Kin (2018)

“Everything that has ever been stolen was something that was just sitting there.”

There’s a surprising amount of grittiness to Kin, a movie that presents a story perfectly suitable for the 90’s with a darker, grimier aesthetic. And although the original picture is based on a previous short film, the entire thing just lacks context and depth. In an age where everything is inspired by comics or is a rehash of old material, Kin shows us that telling something for the first time can feel fun even when the whole endeavor never gives us enough detail to begin with. It’s not a very good movie, and it’s not very well told either, but there’s something commendable about making a story that is its own thing. The results vary but the effort rarely wavers.

Scrounging around from one abandoned building to the next, scrapping copper and aluminum for a small net yield, Eli Solinski (Myles Truitt) scrapes by through life. He’s an adopted young man to the widowed Hal (Dennis Quaid), often feeling like a literal replacement for Jimmy (Jack Reynor), the troubled mistake of a big brother who’s done 6 years behind bars for petty thievery. Jimmy’s out now and he carries the kind of baggage that airlines would profit off of. He’s a drinker, a foolhardy and unlucky gambler, owing great debt to the resident thug Taylor (James Franco). In more ways than one, Kin spins its inspired Western yarn like a darker, more Average Joe version of the neighborhood hero Spider-Man. Instead of web-slingers and a suit, the hero gets a gun and a licence to carry himself.

This small-scale sci-fi jaunt eventually turns into a road movie. The Solinski brothers meet Milly (Zoe Kravitz), a stripper looking for an EXIT from the men strong-holding her through intimidating methods. Jimmy downs beers and shots and Eli chugs soda, and the two share an experience true to the rowdy spirit of brotherhood. Milly is a strong-minded character, governed by wannabe gangsters, but thankfully Eli came across a big ol’ gun in his travels, and like Arthur in The Sword in the Stone, he possesses the power to operate the ray gun. Kin dawdles around for far too long and seems too interested in developing character over story world – which is why the movie seems so obscure – but it finds its personality in the neon colored, dollar bill laden floors of the strip club. It’s a small step towards promising, authentic relationships that unfortunately never really holds up.

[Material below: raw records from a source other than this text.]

PR #2890, opened 2020-12-29
Refactor Portal implementation

marvinhagemeister:
This PR cherry picks the Portal changes we did yesterday and applies them to `master`.

### DIFF
--- a/compat/src/portals.js
+++ b/compat/src/portals.js
@@ -22,6 +22,7 @@ function Portal(props) {
 	_this.componentWillUnmount = function() {
 		render(null, _this._temp);
 		_this._temp = null;
+		_this._container = null;
 	};
 
 	// When we change container we should clear our old container and
@@ -46,7 +47,7 @@ function Portal(props) {
 				},
 				insertBefore(child, before) {
 					this.childNodes.push(child);
-					_this._container.insertBefore(child, before);
+					_this._container.appendChild(child, before);
 				},
 				removeChild(child) {
 					this.childNodes.splice(this.childNodes.indexOf(child) >>> 1, 1);
--- a/compat/src/portals.js
+++ b/compat/src/portals.js
@@ -1,5 +1,8 @@
-import { createElement, hydrate, render, __u as _unmount } from 'preact';
+import { createElement, render } from 'preact';
 
+/**
+ * @param {import('../../src/index').RenderableProps<{ context: any }>} props
+ */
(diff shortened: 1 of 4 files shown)


compat/test/browser/portals.test.js
```diff
@@ -489,7 +489,7 @@ describe('Portal', () => {
 
 		render(<App />, scratch);
 		expect(scratch.innerHTML).to.equal(
-			'<div id="outer">1</div><div id="inner">0</div><div id="app">test</div>'
+			'<div id="inner">0</div><div id="outer">1</div><div id="app">test</div>'
```
JoviDeCroock, line 492: This does mean we slightly deviate from the React behavior but imo that's fine

JoviDeCroock (approved):
This looks great!

compat/src/portals.js
```diff
@@ -1,82 +1,71 @@
...
+			_this._temp = {
+				parentNode: container,
+				childNodes: [],
+				appendChild(child) {
+					this.childNodes.push(child);
+					_this._container.appendChild(child);
+				},
+				insertBefore(child, before) {
+					this.childNodes.push(child);
+					_this._container.insertBefore(child, before);
```
JoviDeCroock, line 49: I guess even this should do `_this._container.appendChild(child);` to match React behavior, this would fix the test you needed to adjust

marvinhagemeister: Tried that out but this section seems to never be called in that test. It seems to always hit the `appendChild` branch instead.

marvinhagemeister: mh seems like the `insertBefore` is never hit at all.

JoviDeCroock: Oh, the other way around then, insertBefore the firstChild of the parentContainer 😅

compat/src/portals.js
```diff
@@ -1,82 +1,71 @@
...
-		{ context: _this.context },
-		props._vnode
-	);
 
 	_this.componentWillUnmount = function() {
-		let parent = _this._temp.parentNode;
-		if (parent) parent.removeChild(_this._temp);
-		_unmount(_this._wrap);
+		render(null, _this._temp);
+		_this._temp = null;
```
andrewiggins, line 24: Should we null out `_this.container` too? So we don't hold on to the DOM reference?

andrewiggins (approved):
Nice!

Kin feels more like a fuzzy recollection of a dream than it does a coherent motion picture. The mythology it writes is interesting, and it is intriguing – even if it isn’t very compelling – and it makes the Cardinal Sin of forecasting a future chapter despite its already underwritten saga. Because the movie has been poorly stitched together and sorely edited, making a mess of a film that has many of the right parts and very little comprehension for when to deploy them, Kin tells its expansive, rich story through a telescope that refuses to move, and while there are glimmers and glints in the corners, we don’t get to properly see them, let alone assess their value.

“If I’m hard on you, it’s because the world is hard.”